No joy. The place looked deserted from the road. The rutted dirt – or mud – driveway was flooded from the storm a couple of weeks ago, and there was no vehicle or any other sign of life. So I called Chase’s mother’s phone number and left a message. If the package is indeed intended for Chase’s brother, he can come and get it. Otherwise I’ll leave it out by the mailbox on Monday and let USPS try again (with reading glasses this time, I hope).
Interesting it happened often enough they had a stamp made up. What the hell’s going on in Elkton?
Decades ago I read the memoirs of a railway mail clerk back in the 30s. He had a lot of keys and was paranoid about losing them so he had his wife sew a button at the bottom of his pants pocket and kept the keys on a long leather lanyard the end of which was threaded through the button.
You’ve all seen films where a passing mail car snatches a town’s mail off of a crane with a big hook. The other half of that is the town’s mail getting kicked off of the train to roll to a stop in a paved area in the vicinity of the crane.

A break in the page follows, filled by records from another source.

PR #13948, opened 2025-10-01
Node v24.13.1 and NPM v11.6.2

StorytellerCZ:
Following from #13758, #13811, #13856, #13878 and #13917

**NodeJS changelogs**
https://github.com/nodejs/node/releases/tag/v24.7.0
https://github.com/nodejs/node/releases/tag/v24.8.0
https://github.com/nodejs/node/releases/tag/v24.9.0
https://github.com/nodejs/node/releases/tag/v24.10.0
https://github.com/nodejs/node/releases/tag/v24.11.0
https://github.com/nodejs/node/releases/tag/v24.12.0
https://github.com/nodejs/node/releases/tag/v24.13.0
https://github.com/nodejs/node/releases/tag/v24.13.1

**Migration guide:** https://nodejs.org/en/blog/migrations/v22-to-v24

**NPM changelog**
https://docs.npmjs.com/cli/v11/using-npm/changelog

**MongoDB**
I have also noticed that none of the patches to MongoDB v7 have been applied. I have created an issue and a PR on the relevant repository to get things moving, but that is out of my permissions to get rolling. MongoDB v8 would be nice, but at least the patches for this year would be nice.
On this topic it might be good idea to put on a roadmap a way to figure out how to integrate MongoDB without the extra build step and use something official from MongoDB to make this release step easier.
In general making the bundle/release process easier or more automated would be of benefit.

**Of note**
#13916 is also related to this as it should be in the bundle, so it should be merged in here or if @nachocodoner doesn't want to upgrade to Node 24, I can prepare update to the latest Node 22 and we can include that fix there.


nachocodoner:
I think we’ll include the Node 24 major update in a later release. The reason is that it brings several breaking changes, especially the new AsyncLocalStorage context, which could affect how Meteor runtime currently works, in terms of the tool, but also DDP. There are also updates related to npm 11 scripts and other runtime behavior, though those are less likely to cause issues.

Meteor 3.4 focuses mainly on build-time improvements, so most checks and validations are centered around that area. However, Node 24 introduces many runtime changes. Since Meteor 3.5 will target runtime performance improvements and we will run bunch of benchmarks, that will be a better time to evaluate how Node 24 impacts things, if at all. Also, our dev_bundle and CI pipeline need to be adapted to Node 24. In the past, we had differences between Node 22 and earlier versions, so it’s best to allocate extra time for this work to avoid delaying the 3.4 release further.

For now, let's focus on upgrading to Node 22.x for 3.4. This way, we can deliver a stable version that includes the major bundler changes without introducing runtime risks. Any runtime issues could block many projects on get the best Meteor bundler experience in years 😄🚀.

@StorytellerCZ: could you share an update on the latest Node 22.x series?

cc @italojs

StorytellerCZ:
@nachocodoner @italojs I have a branch for Node 22 update. Node v22.20.0 is the latest. Here is the PR:
https://github.com/meteor/meteor/pull/13992

StorytellerCZ:
I've updated this PR to latest node 24.10.0
So I'm guessing we could use this PR as a base for the 3.5 release branch?

StorytellerCZ:
NodeJS v24.11.0 transitions to LTS.
https://github.com/nodejs/node/releases/tag/v24.11.0

StorytellerCZ:
NodeJS just released a series of migration guides, here is the one relevant for us: https://nodejs.org/en/blog/migrations/v22-to-v24

StorytellerCZ:
Continued in #14170

Issue #3, opened 2019-12-12
Problem with CORS and Trinity


HarmvandenBrink:
> OPTIONS method not allowed
Preflight requests are not allowed on the node. Check your proxy configuration to allow at least POST and OPTIONS request methods.

`< HTTP/1.1 404 Not Found
< Date: Thu, 12 Dec 2019 09:47:54 GMT
< Server: Apache/2.4.29 (Ubuntu)
< Content-Type: application/json; charset=utf-8
< Content-Length: 22
< Access-Control-Allow-Origin: *
< Access-Control-Allow-Methods: POST, GET, OPTIONS, DELETE, PUT`

I'm using Apache as a proxy for SSL to Hornet.

PR #4, opened 2019-12-12
Fix webAPI CORS

IoTMOD:
With this fix you should be able to use HORNET nodes within Trinity (together with a reverse proxy like nginx)


IoTMOD:
Related to #3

The incident in question, the paved area was just after the crane, so he catches the offered mail and immediately kicks the outgoing sack – and is nearly snatched out of the car. Unbeknownst to him, the keys had come out of his pocket and the lanyard was looped around the middle of the outgoing sack. He managed to save himself by grabbing onto the bar across the doorway but that wasn’t the end of his adventure.
“I don’t know what kind of thread my wife used, but it was awfully strong,” he commented. Nothing came loose and with each bounce and jounce, the sack was nearly making him lose his death grip on the bar. Of course he was screaming for help but a mail car is awfully rackety, especially with the door open, and none of his brother clerks heard him.

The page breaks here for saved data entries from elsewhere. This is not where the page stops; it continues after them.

PR #73, opened 2019-12-18
add command name to api response

Thoralf-M:
Before: 
`Request error: 'command' is protected`
`"error":"'command' parameter has not been specified"`
With this change: 
`Request error: 'attachtotangle' is protected`
`"error":"'getnodeinfoa' parameter has not been specified"`

### DIFF
--- a/plugins/webapi/api.go
+++ b/plugins/webapi/api.go
@@ -27,7 +27,7 @@ func webAPIRoute() {
 		_, permited := permitedEndpoints[cmd]
 		if apiCallExists && !permited && c.Request.RemoteAddr[:9] != "127.0.0.1" {
 			e := ErrorReturn{
-				Error: fmt.Sprintf("%v is protected", cmd),
+				Error: fmt.Sprintf("'%v' is protected", cmd),
 			}
 			c.JSON(http.StatusForbidden, e)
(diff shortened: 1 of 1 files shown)


IoTMOD:
Thanks for your PR,
could you make some adjustments?
  
The newest IRI returns this error messages:
 ```
"error": "Command [getNodeinfo] is unknown", 
```
```
"error": "COMMAND getNeighbors is not available on this node",
```

So the HORNET API errors could look like this:
```
"error": "Command [getNodeinfo] is unknown", 
```
and
```
"error": "Command [getNeighbors] is protected", 
```

And maybe we can use the command before doing `strings.ToLower()`
Something like this:
```go
/// Get the command and check if it's implemented
originCommand := fmt.Sprint(request["command"])
cmd := strings.ToLower(originCommand)

implementation, apiCallExists := implementedAPIcalls[cmd]
.
.
.
Error: fmt.Sprintf("Command [%v] is protected", originCommand),
```

Thoralf-M:
@IoTMOD thanks, updated

muXxer (approved):

muXxer:
@Thoralf-M thank you for the PR, keep up the good work!

Issue #60, opened 2019-12-17
Create an optimized DietPi image with Hornet


luca-moser:
Requirements:
* Create a DietPi image with Hornet
* The Hornet installation should be easily upgradable

bernardoaraujor:
these might help:
https://github.com/bernardoaraujor/meta-iota/wiki/HoneyComb-Distro

https://github.com/bernardoaraujor/meta-iota/wiki/BitBaking-HoneyComb-for-the-Raspberry-Pi

luca-moser:
@bernardoaraujor @Brootux We would like to split the bounty between you two. Would you guys be so kind and tell us whether this is ok and then make out which of you is going to receive the funds and then send the other half to the other?

Brootux:
sounds good for me, im also okay with "receiving as the second person"

bernardoaraujor:
@Brootux how can I get in touch with you?

Brootux:
@bernardoaraujor Should i simply post my receive address here? Does it need any more discussion? ;)

luca-moser:
release bounty to @bernardoaraujor

bernardoaraujor:
FQYGIJYKHZTLMTUMZKJKHKMWBCQTKDCGPWCRBYAAPLZRULNNAOFXQZCYQCAGUZNZLEAMTPIZQSYGGZRXAJKVCGLOJW

Brootux:
DIKVKAUGZNTKTVJFM9HAWDUYZBYFOUATRBCWLSNCQRBYMQWZCKKCLLJFAIZNEYHEZFXCWJRRMHRPRYWFXBXGQCHJLW

bernardoaraujor:
@Brootux bundle O9XHDXVRAOXEPIYZJWXBEKHCKAJBU9FWWLQJJIJJVVEYJVJYNZZHOLYEJDPAFCSHBAAWXKWGSJONRZBJA

Brootux:
Transaction received, you are an honorable man @bernardoaraujor 

Thanks everyone, this is the future, create more bounty issues ;)

PR #76, opened 2019-12-18
Brootux hornet deb packaging

Brootux:
Part of #60 

Rudimentary changes to build deb packages via goreleaser.

WIP and untested, installation should be possible but i could not test fully because systemd does not work in docker and i have currently no dedicated machine to test this.

Temporarily added script "manual_build.sh" to allow local building of deb packages in git-dirty environment and without uploading results. This script should be removed before merge.

RFC


deb_files/download_snapshot.sh
```diff
@@ -0,0 +1,4 @@
+#!/bin/bash
+if [ ! -f latest-export.gz.bin ]; then
+	wget https://dbfiles.iota.org/mainnet/hornet/latest-export.gz.bin
+fi
```
Brootux: Is this how we should handle this? Or should we download the latest-export on every service start?

manual_build.sh
```diff
@@ -0,0 +1,9 @@
+#!/bin/bash
+
+GORELEASER_IMAGE=iotmod/goreleaser-cgo-cross-compiler:1.13.5
+REPO_PATH="/build"
+PWD="$(pwd)"
```
Brootux: only usable if executed inside the root-folder of the repository

deb_files/hornet.service
```diff
@@ -0,0 +1,11 @@
+[Unit]
+Description=Hornet
+
+[Service]
+WorkingDirectory=/var/run/hornet
+Restart=always
+ExecStartPre=/usr/bin/hornet_download_snapshot.sh
+ExecStart=/usr/bin/hornet -c /etc/hornet.conf
```
muXxer: isn't it `/etc/gohornet.conf` ?

svenger87: Should be /etc/gohornet/gohornet.conf 
Also Timeoutsec=Infinity should be set to let hornet gracefully shutdown.

manual_build.sh
```diff
@@ -0,0 +1,9 @@
...
+
+mkdir -p ${PWD}
+docker pull ${GORELEASER_IMAGE}
+docker run --rm --privileged -v $PWD:$REPO_PATH -w $REPO_PATH ${GORELEASER_IMAGE} goreleaser --release-notes=CHANGELOG.md --rm-dist --snapshot
```
IoTMOD: I guess this script is just there to check, if GoReleaser is working correctly?

* We should not publish such a manual build
* The changelog flag is outdated since we don't publish a changelog automatically anymore

```suggestion
docker run --rm --privileged -v $PWD:$REPO_PATH -w $REPO_PATH ${GORELEASER_IMAGE} goreleaser --rm-dist --snapshot --skip-publish
```

Brootux (commented):
Different questions regarding the deb-package:

- How should we handle the `/etc/hornet/hornet.conf` file? it probably gets changed with different default values in the future and needs to replaced or extended. We could place the default conf as `hornet.conf.example` and the user must copy it to `hornet.conf` with adjusted neighbors etc
- I will build it now so that after initial install, the user has to put the service into autostart by hand and also has to start it initially by hand (`systemctl enable hornet` and `systemctl start hornet`). So a user can adjust the hornet-conf first before starting the service. How should we handle the "upgrade" path?
- I would write a very short "getting started" guide, where should i place this? in the readme.md?
- Should hornet run as root or as a special user?

deb_files/download_snapshot.sh
muXxer: I was thinking about a "run.sh" script, which asks the user if he wants to delete the mainnetdb. If so, it checks automatically if the latest snapshot is still the latest. I have some codesnippets for you if you want to do that? :)

`run.sh`
```sh
#!/bin/bash
service hornet stop

echo "Do you want to delete the old database?"
select yn1 in "Yes" "No"; do
    case $yn1 in
        Yes ) rm -Rf mainnetdb/; ./download_snapshot.sh; break;;
         No ) break;;
    esac
done

service hornet start
journalctl -u hornet -f
```

`download_snapshot.sh`
```sh
#!/bin/bash

finalurl() { curl --silent --location --head --output /dev/null --write-out '%{url_effective}' -- "$@"; }
checkIfModified() { curl --silent --output /dev/null --write-out '%{http_code}' -I --header 'If-Modified-Since: Tue, 17 Dec 2019 11:56:38 GMT' -- "$@"; }

lastest_file=`finalurl https://dbfiles.iota.org/mainnet/hornet/latest-export.gz.bin`
status_code=`checkIfModified ${lastest_file}`
if [[ "$status_code" -ne 304 ]] ; then
    echo "Snapshot outdated, downloading snapshot..."
    rm latest-export.gz.bin
    wget ${lastest_file}
else
    echo "Snapshot up to date"
fi
```

Brootux: When we use systemd as init-system, i think there will be no interactive part, it only starts a service and prints stdout into "syslog" where you can see it i.e. via `journalctl -fu hornet`

Brootux: Nice snippet for outdated snapshot, i will put this in at least

Brootux: Meanwhile there is "wget -N" which activates timestamping and only downloads if remote file is newer.

Brootux (commented):
Cleaned up and tested on AMD64, feel free to test it on your own via `manual_build.sh`

rundirectory is `/var/lib/hornet` where also latest-export gets stored. On `apt purge hornet` this is currently the only directory which does not get deleted. If desired we could add cleanup to postrm-purge

deb_files/hornet.service
```diff
@@ -0,0 +1,12 @@
...
+
+[Service]
+StateDirectory=hornet
+WorkingDirectory=/var/lib/hornet
+Restart=always
+Timeoutsec=Infinity
+ExecStart=/bin/bash -c "/usr/bin/hornet_download_snapshot.sh && /usr/bin/hornet -c /etc/hornet/hornet.conf"
+
+[Install]
+WantedBy=multi-user.target
```
nuriel77: I had some ideas for the service file.
Use environment file makes it easy to configure some values (no need to issue `systemctl daemon-reload` on each change, as you would to the service file)
```
[Unit]
Description=Hornet
Wants=network-online.target
After=network-online.target

[Service]
EnvironmentFile=-/etc/default/hornet
# Use a variable from the environment file, e.g:
TimeoutStopSec=${TIMEOUT_STOP_SEC}
```
Maybe instead of:
```
ExecStart=/bin/bash -c "/usr/bin/hornet_download_snapshot.sh && /usr/bin/hornet -c /etc/hornet/hornet.conf"`
```
do:
```
ExecStartPre=-/bin/bash /usr/bin/hornet_download_snapshot.sh
ExecStart=/path/to/bin/hornet $OPTIONS # options can be configured in the environment file, should the user want to add
```

Perhaps add (and pre-create the user group so not to run as root):
```
User=hornet
Group=hornet
WorkingDirectory=/path/to/hornet/workdir
```

Add security, logging, optional open files limits:
```
LimitNOFILE=4096
StandardOutput=syslog
StandardError=syslog
SyslogIdentifier=hornet

PrivateDevices=yes
PrivateTmp=yes
ProtectSystem=full
ProtectHome=yes
```

deb_files/postinst
```diff
@@ -0,0 +1,20 @@
+#!/bin/sh
+
+set -e
```
nuriel77, line 3: You've used `|| true` on most commands, then why `set -e`?

deb_files/postinst
```diff
@@ -0,0 +1,20 @@
...
+SERVICE_NAME="hornet"
+SYSTEMD_SERVICE="${SERVICE_NAME}.service"
+
+case "$1" in
+    configure|abort-upgrade|abort-remove|abort-deconfigure)
+        deb-systemd-helper unmask "${SYSTEMD_SERVICE}" >/dev/null || true
+        systemctl --system daemon-reload >/dev/null || true
+        if [ -n "$2" ]; then
+            deb-systemd-invoke restart "${SYSTEMD_SERVICE}" >/dev/null || true
+	fi
```
nuriel77: indentation +2 spaces

deb_files/postrm
```diff
@@ -0,0 +1,24 @@
+#!/bin/sh
+
+set -e
```
nuriel77, line 3: Same, why use `set -e` if defaulting all commands to `|| true` if they fail?
Would make sense to remove `|| true` and let `set -e` do its job, or add proper error handling for commands.

manual_build.sh
nuriel77: Isn't `$PWD` already set to the same value as `$(pwd)`?
```
root@ubuntu-4gb-fsn1-1:~# pwd
/root
root@ubuntu-4gb-fsn1-1:~# echo $PWD
/root
```

manual_build.sh
```diff
@@ -0,0 +1,9 @@
+#!/bin/bash
+
+GORELEASER_IMAGE=iotmod/goreleaser-cgo-cross-compiler:1.13.5
+REPO_PATH="/build"
+PWD="$(pwd)"
+
+mkdir -p ${PWD}
```
nuriel77: Always good to use double quotes on variables in bash unless explicitly not required (e.g. multiple cli options provided variable)

Brootux:
While testing the package i found out that every time my node was synced and then restarted, i got these "please reset the database" error, is this currently normal?

IoTMOD:
This should only happen if HORNET has received a kill signal (by systemd etc.) because the shutdown took too long. The shutdown may take a few minutes depending on the hardware.
Or there was a OOM while shutting down.

Brootux:
- Rebased to master
- Found the problem regarding the service restart
- Adjusted for the new confdir/conf-string/neighbors-string parameter interface
- Fixed bugs regarding the helper-script

Removing WIP since i would consider current state as ready

.goreleaser.yml
```diff
@@ -130,6 +130,35 @@ archives:
       - config.json
       - neighbors.json
 
+# Additional packages (i.e. deb)
+nfpms:
+-
+  id: nfpm
+  package_name: hornet
+  file_name_template: "{{ .ProjectName }}_{{ .Version }}_{{ .Os }}_{{ .Arch }}"
```
IoTMOD: We should use the dpkg name convention:
https://manpages.debian.org/buster/dpkg-dev/dpkg-name.1.en.html

```suggestion
  file_name_template: "{{ .ProjectName }}_{{ .Version }}_{{ .Arch }}"
```

scripts/build_goreleaser_snapshot.sh
```diff
@@ -0,0 +1,20 @@
...
+SCRIPTDIR=$(dirname "$0")
+pushd "${SCRIPTDIR}" >/dev/null
+pushd ".." >/dev/null
+
+
+GORELEASER_IMAGE=iotmod/goreleaser-cgo-cross-compiler:1.13.5
+REPO_PATH="/build"
+
+docker pull "${GORELEASER_IMAGE}"
+docker run --rm --privileged -v "${PWD}":"${REPO_PATH}" -w "${REPO_PATH}" "${GORELEASER_IMAGE}" goreleaser --rm-dist --snapshot
```
IoTMOD: Please add a `--skip-publish` (e.g. to not publish a docker image by mistake, if you are logged in into the docker hub)
```suggestion
docker run --rm --privileged -v "${PWD}":"${REPO_PATH}" -w "${REPO_PATH}" "${GORELEASER_IMAGE}" goreleaser --rm-dist --snapshot --skip-publish
```

IoTMOD (commented):
Hi, 
that's looking good :+1:
In addition to the two suggestions, please change the PR target to the `develop` branch

Brootux:
@IoTMOD fixed all your recommendations and targeting `develop` branch now

IoTMOD (approved):

IoTMOD:
Thank you very much!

Meantime, about a quarter-mile past the pickup point was a grade crossing where his father worked as a crossing guard. Most nights they would wave at each other as the train passed, but this time the old man sees his son hanging on for dear life. He starts running down the track and comes across a cut up mailbag and mail scattered all over the place. It was the just-caught sack that the clerk had lost track of in his distraction. Needless to say he feared the worst.
Finally the sack wrapped itself around a passing switch stand and with a tremendous yank, his entire pants leg was snatched off. He pulled himself back in and closed the door before anybody looked up from their labors. He must have been quite a sight with one bare leg and doubtless, as pale as milk.
He didn’t specifically say, but I know I’d need a lie-down after something like that.
We’ve lived here 27 years now and still get mail for the previous residents from 3 area businesses. all are of the “time to service your furnace” type.
We’ve been in our house for 23 years (and the people from whom we bought it were here for three or four years previously), and we still regularly get mail for the people who moved out in the early '90s. Some of it is marketing mail, but we also occasionally get letters from banks and doctors, which makes me wonder how the former residents have maintained business and medical relationships for decades without ever updating their addresses. :eek:
Lots of good advice. The only thing I’d add is that I don’t believe you’re under any obligation to return or redirect mail immediately as you receive it. I’d collect it for a couple months then when convenient I’d drop it all into a mailbox (having Sharpied over my address and noted “Return to sender”, plus noting “Please update your database”.
Lastly - even though incorrect addresses are a waste of marketing dollars, many companies don’t like to update lists. They often resell those lists to other companies for X cents per name. There is incentive to keep the lists longer and less accurate rather than shorter and more accurate.